Coube à Tati Bernardi, autora de sucessos como Meu Passado Me Condena: O Filme (2013) e Depois a Louca sou Eu (2019), ficar responsável pela transposição do texto para um contexto local. O problema está no fato dela ter se ocupado demais das personagens femininas – que, afinal, estão no centro do discurso – e relegar os masculinos a não mais do que mero estereótipos, o que dificulta a absorção do todo pela evidente fragilidade do contexto. Como um lado pode se mostrar forte, se o outro está nitidamente mal representado, visivelmente merecedor de desprezo e ataques de diversas frontes? A tal superação apontada pela protagonista é menos uma jornada de descoberta e autoconhecimento e mais um abrir de olhos, frente aos absurdos aos quais ela se sujeitava pacificamente dia após dia. A Bia de Fabiula Nascimento tem o mérito de ser a primeira protagonista na carreira da atriz, uma coadjuvante de talento comprovado que há tempos vinha merecendo maior destaque. Mas além disso há pouco o que comemorar, pois ao seu redor há apenas clichês, enfraquecendo um debate que justificaria uma insuspeita profundidade (visto que se trata de uma comédia com ambições comerciais).
Bia é uma jornalista cansada. O marido é um artista frustrado que vive esperando pela “inspiração certa”, e ainda levou o filho mimado de um relacionamento anterior para morar com eles. É ela, portanto, que precisa cuidar dos dois, provendo e mantendo a casa. No trabalho, tem como chefe um abusador de fala grossa e atos não confiáveis, que não cumpre o que promete e exige mais do que está disposto a dar em troca. Como colega – e melhor amigo, e ex-namorado, e paixão mal resolvida – tem aquele que poderia ser um alívio nesse cenário, mas se mostra tóxico nas entrelinhas, sem nunca assumir seu próprio caráter machista. O outro lado dessa guerra dos sexos não é mais leve. Uma influenciadora digital é contratada para a mesma revista eletrônica onde Bia trabalha, que já chega ditando ordens e exibindo uma sabedoria baseada mais em cliques e em seguidores do que em reportagens e abordagens editoriais. Por fim, a irmã se preocupa mais com os seus animais de estimação do que com a família, levando-a a assumir compromissos em nome de laços sanguíneos, sem que esse intercâmbio se confirme além da condição genética. Quando Bia conhece a Deusa Xana (Polly Marinho, mal aproveitada – o filme poderia muito bem ser sobre ela), é como se as máscaras que até então a impediam de ser quem de fato é caíssem por completo. E nem todo mundo gosta quando a verdade é dita sem rodeios.
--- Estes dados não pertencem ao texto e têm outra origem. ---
PR #237, opened 2016-04-03
Added vidom engine in gh-pages sandbox

vladkhvo:


vladkhvo:
https://github.com/bem/bem-xjst/pull/238 correct ver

Por mais que Uma Mulher Sem Filtro tente se mostrar firme na defesa desse empoderamento feminino, não dá para ignorar o fato de ser dirigido por um homem (Arthur Fontes, cujo último longa havia sido o documentário A Família Braz: Dois Tempos, 2010, ou seja, quinze anos atrás) a partir de uma ideia também assinada por um membro do sexo masculino (Nicolás López, que entre outras coisas escreveu o roteiro do problemático Bata Antes de Entrar, 2015, com Keanu Reeves e Ana de Armas). Fabiula Nascimento aproveita a oportunidade que lhe é dada com afinco e se confirma como o principal motivo para esse filme existir, defendendo com garra as complexidades de uma amiga, profissional, esposa, amante, irmã e até mesmo mãe (de gato, de enteado) que vão além da superfície, assumindo erros e buscando soluções. A inexistência de um único homem minimamente razoável, no entanto, prejudica o debate, como se elas só pudessem se mostrar válidas frentes a parceiros obviamente perniciosos. A discussão merece – e pode – ir além desse viés. Mas, infelizmente, não foi dessa vez.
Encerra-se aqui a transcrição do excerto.